You would post one in that color. Those bastards are getting the best color for this vehicle. God I am so jealous of that.


----------



## Groucho (Sep 11, 2004)

I'd rebadge it as an Opel GT.


----------



## GM Kid (Mar 21, 2005)

Groucho said:


> I'd rebadge it as an Opel GT.


So . . . you don't like the Saturn badge either?


----------



## Groucho (Sep 11, 2004)

GM Kid said:


> So . . . you don't like the Saturn badge either?


Meh. It's not as repulsive as the hideous red wedgie, but no. And the Opel GT is the _exact_ same car.

The Red Wedgie is just embarrassing. Saturn is just boring.

Nice looking little car, though. Way prettier than the Solstice.


----------



## criminally_sane (Mar 30, 2006)

Groucho said:


> Meh. It's not as repulsive as the hideous red wedgie, but no. And the Opel GT is the _exact_ same car.
> 
> The Red Wedgie is just embarrassing. Saturn is just boring.
> 
> Nice looking little car, though. Way prettier than the Solstice.

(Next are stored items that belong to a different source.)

Issue #2361, opened 2020-08-15
Varia: Setting homepage as "Shop" page in WooCommerce breaks it


davipontesblog:
## Steps to replicate

1. On an atomic site, choose a Varia child theme.
2. Set homepage as any page that has a "Cover block" in full width alignment, and also a contact "Form block" in any part of the page as well, for testing purposes.
3. In Design > Customize > Homepage settings, choose to "Hide homepage title"
4. Now go to WP Admin > Plugins, and install and activate WooCommerce.
5. In WP Admin > WooCommerce > Settings > Products, set the homepage as also the "Shop page":

![Screen Shot 2020-08-15 at 14 23 20](https://user-images.githubusercontent.com/31009008/90319080-ec8fd800-df02-11ea-8002-8e0a207bd9c4.png)

6. Save the changes, and visit the homepage on a new browser window (front-end of the site)

## Result

- The page title appears on the homepage, regardless of the option selected in the customizer to hide it.
- No blocks appear in full width, the whole page is "boxed".
- Any contact forms created with the Form block are broken, showing the shortcode instead.

See below:

<img width="1212" alt="Screen Shot 2020-08-15 at 14 25 48" src="https://user-images.githubusercontent.com/31009008/90319115-40022600-df03-11ea-85a1-bef40b362044.png">

- It also breaks the spacing in-between all blocks in general on this page as seen above.

## Expected

I expected none of this to happen. Set the "Shop page" as any other page of the site, in step 5 of "Steps to replicate", and all the issues go away.

* User report: #3227588-zen (I noticed this while in a QS session with a user today, and it puzzled me. I was able to figure it out in testing later).

danieldudzic:
Hi @davipontesblog!

Thanks for the report, and thank you @arcangelini for the PR.

I have spent some time, digging into this issue, and unfortunately, I don't see an easy, correct fix.

The problem is not Varia specific but affects all Gutenberg themes, including Seedlet, Twenty Twenty One and even Storefront - so a fix should be applied on a higher level to avoid patching up all themes individually.

Please note the odd markup of the "Shop" page:

The page content (in this case blocks) ends up inside of:
```
<article id="woocommerce-wrapper">
<header class="woocommerce-products-header">
<div class="page-description">
Blocks end up here
</div>
</header>
</article>
```

The above sort of makes sense, because I believe the "Shop" page content was always meant to hold a page description rather than "full page content".

[...]

PR #3404, opened 2021-03-05
Varia: add wrappers to fix WooCommerce styling

arcangelini:
## Changes proposed in this Pull Request
In order to allow the current styling to apply to the page content that gets placed into the `page-description` I adjusted the wrappers.

I tried testing this on the child themes but the `build:woocommerce` doesn't seem to run through the child themes. I can continue testing if I can get some pointers on that.

Also, I set the page content `max-width` based on the varia setting, I was not sure if there was a global setting for this.

#### Before
[Screenshot](https://d.pr/i/JCLMva)
[Recording](https://d.pr/i/rSl1RO)

#### After
[Screenshot](https://d.pr/i/csqenR)
[Recording](https://d.pr/i/zGcAWp)

#### Related issue(s)

#2361

### DIFF
--- a/varia/inc/style-wpcom.css
+++ b/varia/inc/style-wpcom.css
@@ -5,7 +5,8 @@
  /**
  * Hide page title on the homepage
  */
-.home.page.hide-homepage-title .entry-header {
+.home.page.hide-homepage-title .entry-header,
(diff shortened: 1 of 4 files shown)


danieldudzic:
This should be fixed in the core: https://github.com/woocommerce/woocommerce/issues/29456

:agree But Saturn needed a boost from the door wedges they were selling for years. When I first saw the car, I kept thinking "pretty as hell, but it's a Saturn." Now that I see what GM used to be, a powerhouse, to what the are now, struggling, I feel that whatever they can do to improve their position should be applauded. Besides, I saw what Lingenfelter I beleive did with a Soltice. Dropped a 'Vette engine in one and damn near outperformed the 'Vette! Badge it American. Maybe it'll save a few jobs.


----------



## Steve A (Oct 28, 2005)

Think it is/was Mallet with the LS2.


----------



## pab13 (Apr 20, 2006)

criminally_sane said:


> :agree But Saturn needed a boost from the door wedges they were selling for years. When I first saw the car, I kept thinking "pretty as hell, but it's a Saturn." Now that I see what GM used to be, a powerhouse, to what the are now, struggling, I feel that whatever they can do to improve their position should be applauded. Besides, I saw what Lingenfelter I beleive did with a Soltice. Dropped a 'Vette engine in one and damn near outperformed the 'Vette! Badge it American. Maybe it'll save a few jobs.

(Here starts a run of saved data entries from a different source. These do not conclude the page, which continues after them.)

Issue #3413, opened 2021-03-08
[Blank Canvas Blocks] Evaluate Blocks


pbking:
Ready the following blocks for Blank Canvas Blocks (A Ponyfill theme)

For each of the following blocks:

Evaluate "Blank Canvas Blocks" against "Blank Canvas"

If something can be achieved with Gutenberg theme.json styling for that block then leverage that first.

If something is expected to be achievable in Gutenberg, adjust the theme.json's "custom" block to express that opinion and add custom SASS to `/sass/blocks` consume those variables expressing that opinion.

 ([bcb demo](https://blank-canvas-blocks.mystagingwebsite.com/))

- [x] audio ([theamdemo](https://theamdemo.wordpress.com/2019/06/26/gutenberg-audio/?theme=pub/blank-canvas)) ([bcb demo](https://blank-canvas-blocks.mystagingwebsite.com/2019/06/26/gutenberg-audio/))
- [x] button ([theamdemo](https://theamdemo.wordpress.com/2019/06/25/gutenberg-button/?theme=pub/blank-canvas))([bcb demo](https://blank-canvas-blocks.mystagingwebsite.com/2019/06/25/gutenberg-button/))
- [ ] calendar
- [x] code ([theamdemo](https://theamdemo.wordpress.com/2020/03/05/gutenberg-misc-formatting/?theme=pub/blank-canvas)) ([bcb demo](https://blank-canvas-blocks.mystagingwebsite.com/2020/03/05/gutenberg-misc-formatting/))
- [x] columns ([theamdemo](https://theamdemo.wordpress.com/2018/10/24/gutenberg-columns/?theme=pub/blank-canvas)) ([bcb demo](https://blank-canvas-blocks.mystagingwebsite.com/2018/10/24/gutenberg-columns/))

- [x] cover ([theamdemo](https://theamdemo.wordpress.com/2019/06/24/gutenberg-cover/?theme=pub/blank-canvas)) ([bcb demo](https://blank-canvas-blocks.mystagingwebsite.com/2019/06/24/gutenberg-cover/))
- [x] file ([theamdemo](https://theamdemo.wordpress.com/2019/06/25/gutenberg-file/?theme=pub/blank-canvas)) ([bcb demo](https://blank-canvas-blocks.mystagingwebsite.com/2019/06/25/gutenberg-file/))
[...]

PR #3421, opened 2021-03-08
Blank Canvas Blocks: patch quote styles

jffng:
Part of #3413. This PR adds styles for the quote block.

Before | This PR
------- | -------
Screen Shot 2021-03-08 at 11 37 21 AM | Screen Shot 2021-03-08 at 11 37 03 AM

### DIFF
--- a/blank-canvas-blocks/sass/blocks/quote/_style.scss
+++ b/blank-canvas-blocks/sass/blocks/quote/_style.scss
@@ -1,0 +1,5 @@
+.wp-block-quote {
+	cite, .wp-block-quote__citation {
+		font-size: var(--wp--preset--font-size--small);
+	}
+}
--- a/blank-canvas-blocks/sass/blocks/quote/_style.scss
+++ b/blank-canvas-blocks/sass/blocks/quote/_style.scss
@@ -1,5 +1,8 @@
 .wp-block-quote {
+	font-family: var(--wp--custom--quote--typography--font-family);
+	border-left: var(--wp--custom--quote--border--width) solid var(--wp--custom--quote--border--color);
 	cite, .wp-block-quote__citation {
-		font-size: var(--wp--preset--font-size--small);
+		font-size: var(--wp--custom--quote--citation--typography--font-size);
+		font-style: var(--wp--custom--quote--citation--typography--font-style);
 	}
 }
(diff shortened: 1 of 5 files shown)


blank-canvas-blocks/sass/blocks/quote/_style.scss
```diff
@@ -0,0 +1,5 @@
+.wp-block-quote {
+	cite, .wp-block-quote__citation {
+		font-size: var(--wp--preset--font-size--small);
```
pbking: Would you expect to be able to configure this?  Could this be a large font in another theme?  If so how would you expect to configure this once Gutenberg would allow for that?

yeah i saw the Lingenfelter Soltice, it was, actually still is at the NY auto show. Pitty it was just sitting there, would of like them to turn it on but it looked sick though.
It's good to see GM trying to head in the right direction with the soltice and Sky even though there are still some boring people working there drawing average cars and trucks.


----------



## criminally_sane (Mar 30, 2006)

Steve A said:


> Think it is/was Mallet with the LS2.


I think you're right. I gotta find the C/D. It was an LS2.


----------



## GM Kid (Mar 21, 2005)

criminally_sane said:


> I think you're right. I gotta find the C/D. It was an LS2.


Here you go:


----------



## Groucho (Sep 11, 2004)

_Hot Rod Magazine_ did a LS7 Solstice as well. Drool-inducing.

http://hotrod.com/projectbuild/hdrp_0605_pontiac_solstice_project_v8_engine_build/


----------



## camcojb (Dec 23, 2005)

Groucho said:


> _Hot Rod Magazine_ did a LS7 Solstice as well. Drool-inducing.
> 
> http://hotrod.com/projectbuild/hdrp_0605_pontiac_solstice_project_v8_engine_build/


That car is a rocket, straight line and cornering.

Jody


----------



## GM Kid (Mar 21, 2005)

GM Kid said:


> I just paid $3.05 a gallon for gas yesterday.


Wow, this thread is one week old! That price of $3.05 I paid last week is making me pine for the old days!


----------



## Robertr2000 (Mar 25, 2006)

GM Kid said:


> Wow, this thread is one week old! That price of $3.05 I paid last week is making me pine for the old days!



I paid $3.29 last Sunday (haven't started the Goat since)


----------



## socal gto (Mar 10, 2006)

On my way to work the price for 91 octane was 3.47 a gallon.


----------



## Robertr2000 (Mar 25, 2006)

socal gto said:


> On my way to work the price for 91 octane was 3.47 a gallon.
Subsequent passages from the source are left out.